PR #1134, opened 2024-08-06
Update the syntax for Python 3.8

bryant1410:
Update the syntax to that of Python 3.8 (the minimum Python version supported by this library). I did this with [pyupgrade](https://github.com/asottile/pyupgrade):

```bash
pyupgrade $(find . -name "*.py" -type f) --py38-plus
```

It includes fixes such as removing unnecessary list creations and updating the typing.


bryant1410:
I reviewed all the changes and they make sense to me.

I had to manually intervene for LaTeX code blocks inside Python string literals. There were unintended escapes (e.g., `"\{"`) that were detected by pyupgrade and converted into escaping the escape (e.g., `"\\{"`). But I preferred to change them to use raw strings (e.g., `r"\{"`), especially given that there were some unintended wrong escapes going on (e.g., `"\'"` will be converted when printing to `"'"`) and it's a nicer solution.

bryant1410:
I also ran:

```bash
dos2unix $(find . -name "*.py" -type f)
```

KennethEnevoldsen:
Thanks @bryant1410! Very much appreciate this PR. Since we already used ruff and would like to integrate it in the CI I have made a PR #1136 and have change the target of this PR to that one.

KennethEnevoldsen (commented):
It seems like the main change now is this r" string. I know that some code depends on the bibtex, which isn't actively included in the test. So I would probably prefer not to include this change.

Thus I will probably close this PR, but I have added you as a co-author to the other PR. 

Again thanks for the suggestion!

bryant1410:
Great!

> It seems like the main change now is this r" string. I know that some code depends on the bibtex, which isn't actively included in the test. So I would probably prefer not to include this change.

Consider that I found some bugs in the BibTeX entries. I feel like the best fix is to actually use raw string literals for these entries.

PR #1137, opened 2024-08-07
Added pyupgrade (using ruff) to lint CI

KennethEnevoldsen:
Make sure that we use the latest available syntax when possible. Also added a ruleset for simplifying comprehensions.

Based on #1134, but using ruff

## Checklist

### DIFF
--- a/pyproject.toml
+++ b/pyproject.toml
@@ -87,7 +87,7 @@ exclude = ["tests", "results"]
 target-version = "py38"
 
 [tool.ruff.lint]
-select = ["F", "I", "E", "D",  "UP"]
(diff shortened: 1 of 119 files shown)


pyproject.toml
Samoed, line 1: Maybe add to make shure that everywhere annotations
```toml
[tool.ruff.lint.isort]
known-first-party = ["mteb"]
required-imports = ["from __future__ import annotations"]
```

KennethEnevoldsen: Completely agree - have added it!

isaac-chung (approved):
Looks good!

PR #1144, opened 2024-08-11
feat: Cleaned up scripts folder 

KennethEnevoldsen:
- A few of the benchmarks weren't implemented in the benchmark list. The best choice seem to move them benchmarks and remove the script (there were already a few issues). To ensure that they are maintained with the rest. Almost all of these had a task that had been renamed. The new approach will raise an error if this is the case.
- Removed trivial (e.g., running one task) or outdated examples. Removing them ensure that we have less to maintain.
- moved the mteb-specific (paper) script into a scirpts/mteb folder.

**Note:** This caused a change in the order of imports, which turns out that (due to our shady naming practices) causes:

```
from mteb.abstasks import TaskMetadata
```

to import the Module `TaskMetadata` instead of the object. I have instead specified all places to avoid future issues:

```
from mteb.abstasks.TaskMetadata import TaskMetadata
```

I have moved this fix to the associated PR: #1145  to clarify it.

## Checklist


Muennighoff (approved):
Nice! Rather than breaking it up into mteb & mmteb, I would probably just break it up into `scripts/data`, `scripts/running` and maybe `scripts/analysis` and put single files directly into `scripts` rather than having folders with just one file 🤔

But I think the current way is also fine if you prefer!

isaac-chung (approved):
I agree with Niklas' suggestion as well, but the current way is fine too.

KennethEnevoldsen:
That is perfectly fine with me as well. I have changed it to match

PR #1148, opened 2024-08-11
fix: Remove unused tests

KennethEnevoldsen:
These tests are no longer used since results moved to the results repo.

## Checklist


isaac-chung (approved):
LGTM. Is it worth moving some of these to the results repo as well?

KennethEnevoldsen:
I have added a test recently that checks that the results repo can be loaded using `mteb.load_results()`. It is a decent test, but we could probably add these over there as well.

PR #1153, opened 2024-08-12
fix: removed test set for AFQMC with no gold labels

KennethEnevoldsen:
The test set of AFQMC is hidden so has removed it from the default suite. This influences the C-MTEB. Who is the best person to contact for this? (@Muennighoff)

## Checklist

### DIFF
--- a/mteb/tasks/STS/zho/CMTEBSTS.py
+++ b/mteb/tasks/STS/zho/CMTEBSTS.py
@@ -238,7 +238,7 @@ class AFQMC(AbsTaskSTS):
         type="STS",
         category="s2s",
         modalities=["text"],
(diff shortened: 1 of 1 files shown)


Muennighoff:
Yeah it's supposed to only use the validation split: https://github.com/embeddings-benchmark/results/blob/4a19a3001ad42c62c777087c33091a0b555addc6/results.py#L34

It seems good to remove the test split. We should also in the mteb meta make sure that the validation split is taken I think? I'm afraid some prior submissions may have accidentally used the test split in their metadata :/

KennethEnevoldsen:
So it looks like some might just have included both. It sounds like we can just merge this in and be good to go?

How to complete this task -
Lines with "imports" in them are what the answer must contain; copy each from the records above.

Result of the task -
required-imports = ["from __future__ import annotations"]
**Note:** This caused a change in the order of imports, which turns out that (due to our shady naming practices) causes:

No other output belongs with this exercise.